When it came to running, women certainly appeared in magazines and books from time to time, for example in photo spreads, as the subject of an article, and sometimes as authors. Ultimately, however, the discourse of running and the early practice of running were primarily masculine in character. Men were the main actors and the main target group, and the questions, problems, and strategies around which running revolved were male-oriented as well. Even the heart problems that endurance sports were supposed to prevent had masculine connotations. In particular, middle-aged men were exhorted to live like endurance athletes so they could make the most of their potential for many years to come and, as it was often expressed, achieve “true fitness.” They had to keep moving, eat a balanced diet, forgo cigarettes and alcohol, and get enough sleep. The idea was that this would enable them to maintain their health, live longer, and achieve a greater and lasting productive capacity.67

If one looks back over the history of modern societies, it is apparent that this gendering of physical activity has never been entirely watertight. But it seemed to come undone more than ever in the 1970s. Crucial here is the feminist movement, which made the female body one of its key issues. When it came to the right to one’s body and its health, Second Wave Feminism fused the personal and political.68 Three aspects formed a highly productive mélange here. First, control over body and health was a core concern of women in their struggle for full recognition as political subjects. Second, such recognition is intertwined with the importance of fitness as the hallmark of a productive existence in a liberal society. For feminists to demand a right to fitness, then, was an obvious step. By the late nineteenth and early twentieth centuries, the pioneers of the first women’s movement were already doing so.69 Third, according to political scientist Nancy Fraser, feminism has embarked on a “liaison” with neoliberalism. Fraser points out that feminists have built not only on sisterhood and female solidarity, but also on autonomy and self-responsibility. Elements that are still important and productive in the fight against male privileges and an encrusted gender and social order, Fraser contends, have simultaneously promoted neoliberal values and patterns of sociopolitical order that were already gaining traction in the 1970s and 1980s.
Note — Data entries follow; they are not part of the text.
PR #7122, opened 2026-01-08
Fix build issues with documentation

miscco:
Our docs currently  do not build. 

I tried to address as many probloms as possible, however there are still some strange errors complains about a missing :end-after: string, but only sometimes :shrug:

Also for whatever reason doxygen sometimes does not find the right module label of the any_resource files?


python/cuda_cccl/cuda/compute/algorithms/_sort/_segmented_sort.py
```diff
@@ -229,14 +229,14 @@ def segmented_sort(
     Example:
         Below, ``segmented_sort`` is used to perform a segmented sort. It also rearranges the values according to the keys' order.
 
-        .. literalinclude:: ../../python/cuda_cccl/tests/parallel/examples/sort/segmented_sort_basic.py
+        .. literalinclude:: ../../python/cuda_cccl/tests/compute/examples/sort/segmented_sort_basic.py
```
miscco, line 232: This is giving a warning about missing `:end-after:`

The same for radix_sort, maybe because there are 2 examples after each other? @shwina

cub/cub/agent/agent_radix_sort_onesweep.cuh
```diff
@@ -58,7 +58,7 @@ enum RadixSortStoreAlgorithm
   RADIX_SORT_STORE_ALIGNED
 };
 
-#if !_CCCL_COMPILER(NVRTC)
+#if !_CCCL_COMPILER(NVRTC) && !defined(_CCCL_DOXYGEN_INVOKED)
 inline ::std::ostream& operator<<(::std::ostream& os, RadixSortStoreAlgorithm algo)
```
bernhardmgruber, line 62: Question: I don't understand why Doxygen cannot handle `operator<<`. I think it should be publicly documented it would be sad to see it go. What's the problem here?

miscco: I dont know either, from the error message I guess it is that it tries to putt the  `<<` into the section header and that does things

bernhardmgruber: Super annoying! I hope we can bring the docs back at some point.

And concern for one’s body is intimately bound up with these patterns.70

Thus, knowledge of the formability of the body, generated not least by the academic study of gender, may mutate from a source of liberation into a demand. Such knowledge not only opens up the possibility of altering bodies and thus undoing the traditionally static categories of sexuality, gender, and “race.” In a liberal, competitive order, it also introduces a kind of obligation to make the best possible use of the potential to shape the body. The boom in cosmetic surgery, for example, may be described as the neoliberal offspring of the feminist ideal of the right of disposal over one’s body. This is a disposability that demands investment if one wants to achieve success in an environment of now omnipresent competition. Since the 1980s, more and more men have also begun to make great efforts to shape their own appearance, once again confirming how flexible gender boundaries, norms, and practices are.71

These tensions, contradictions, and reciprocal effects of feminism and fitness converge in the history of aerobics. The roots of this practice lie in the 1960s, when military doctor Kenneth Cooper developed aerobics as a special form of endurance training for astronauts. Cooper’s approach to exercise first achieved broader popularity in the shape of Jacki Sorensen’s “aerobic dancing” and Judi Sheppard Missett’s “jazzercise,” both of them winning women over to fitness training by combining endurance training with elements of dance.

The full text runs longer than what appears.